The sculptor who works with fibers and cement may start on this path thinking about the design of stage and movie sets, furniture and other household goods, or from the perspective of pure fine art sculpture. The following examples are from none of these categories, they are textbook examples upon which to place material for photographs, similar to the example tank armature built and photographed for the ferrocement tank construction manual in this manual series. Examples similar to the wire armature above are covered with fiber, cement and acrylic starting on the next page.
Fiber may be placed on a wire armature, shaped foam, balloons, wood, cardboard, or a bamboo frame, the list is unlimited. Two inch bamboo scraps (5 cm) make an ideal spool to hold cement soaked strips of muslin that will attach and provide dimensional foundation in ways that are also unlimited.
This technique may well be applicable in a future culture that sees it is ecologically beneficial to eliminate pain and suffering from poverty and homelessness by building beautiful low cost shelter using these same sculptural techniques.
Smaller rolls of muslin than those devised to connect bamboo or straight sapling wood are exceptionally good for the sculptural task of developing body dimension using traditional wire armature techniques which date to classical studio plaster sculpture contemporary with Michaelangelo Buonarroti and Leonardo da Vinci.
Utility grade muslin is ripped into strips, wet and drip dried to slightly damp.
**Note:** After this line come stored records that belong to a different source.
PR #9876, opened 2022-10-21
feat: Added tar archives can be used as input. Fixes #9818

### LINKED ISSUE #9818: Artifact with compressionLevel:0 failed on v3.4.1
### Pre-requisites

With the setting `artifact.tar.compressionLevel: 0` and an artifact `test.tar`. I have this error `Error (exit code 1): gzip: invalid header`. 

It seems like argo-workflows is expecting a gzip file even the compressionLevel is 0.

The same code works fine with v3.3.9

### Version

v3.4.1

```YAML
kind: Workflow
metadata:
  generateName: test-
spec:
  entrypoint: echo
  arguments:
    artifacts:
      - name: test
        archive:
          tar:
            compressionLevel: 0
        s3:
          bucket: test-bucket
          key: test.tar
          useSDKCreds: true
          endpoint: s3.amazonaws.com
          region: ca-central-1
  templates:
  - name: echo
    inputs:
      parameters:
      - name: message
        default: Bye
      artifacts:
        - name: test
          path: /tmp/test
    container:
      image: alpine:3.7
      command: [sh, '-c']
      args:
        - |
          echo "{{inputs.parameters.message}}-modified"
```

$ kubectl logs -n argo-workflows deploy/argo-workflows-workflow-controller |  grep test-pdrd5
Found 2 pods, using pod/argo-workflows-workflow-controller-74d976d56c-bfdt2

Error from server (BadRequest): container "wait" in pod "test-pdrd5" is terminated

dhaven:
Signed-off-by: dhaven <dev_ddh@pm.me>

Fixes #9818 

This features allows to use uncompressed tar archives as input. Instead of always assuming that a tar archive is gzipped we check first if it is just a tar and apply the appropriate unpacking thereafter. An alternative implementation would be to extend the workflow template to allow a tar (non gzip) archive strategy which would allow to support both output and input. Happy to receive some feedback at this point!

### DIFF
--- a/workflow/executor/executor.go
+++ b/workflow/executor/executor.go
@@ -224,8 +224,8 @@ func (we *WorkflowExecutor) LoadArtifacts(ctx context.Context) error {
 				isGzip, err = isgzip(tempArtPath)
 				if err != nil {
 					return err
-                }
-            }
+				}
+			}
 		} else if art.GetArchive().Zip != nil {
 			// explicitly a zip
 			isZip = true
--- a/workflow/executor/executor.go
+++ b/workflow/executor/executor.go
@@ -211,28 +211,41 @@ func (we *WorkflowExecutor) LoadArtifacts(ctx context.Context) error {
 		}
 
 		isTar := false
+		isGzip := false
 		isZip := false
 		if art.GetArchive().None != nil {
 			// explicitly not a tar
 			isTar = false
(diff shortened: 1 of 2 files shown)


terrytangyuan (commented):
The direction looks good to me. Please ping me when ready to review.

Apply cement and acrylic mix to one side and then the other, using almost anything as a center axle, in this case some plastic tube, make the strips into easily applied rolls.
Start at the extremities and work inward, leaving the point of contact of the foot with the base until last to avoid vibration and flex of this key structural point. The three rolls wrapped everything but the right leg. Two additional rolls finished the leg and the attachment to the wire base, removed, perhaps prematurely, and replaced with stapled cotton strings stretched over the foot and a remaining cross of welded wire, which is minimally covered by the base material.
The wrapped lower leg is covered with hemp fiber strands impregnated with acrylic and cement, which is also the primary material in the base foundation. A loose bunch of hemp strands about the length of the leg starts at the heel and forms the beginning of a calf muscle, during application it became slippery and wrapped around the knee, spreading fairly evenly over the upper leg. Two pallet knives were used to pick up the fiber bundle and work it onto the leg. At this point there is no way to know if the single foot and leg will be strong enough to support the finished sculpture.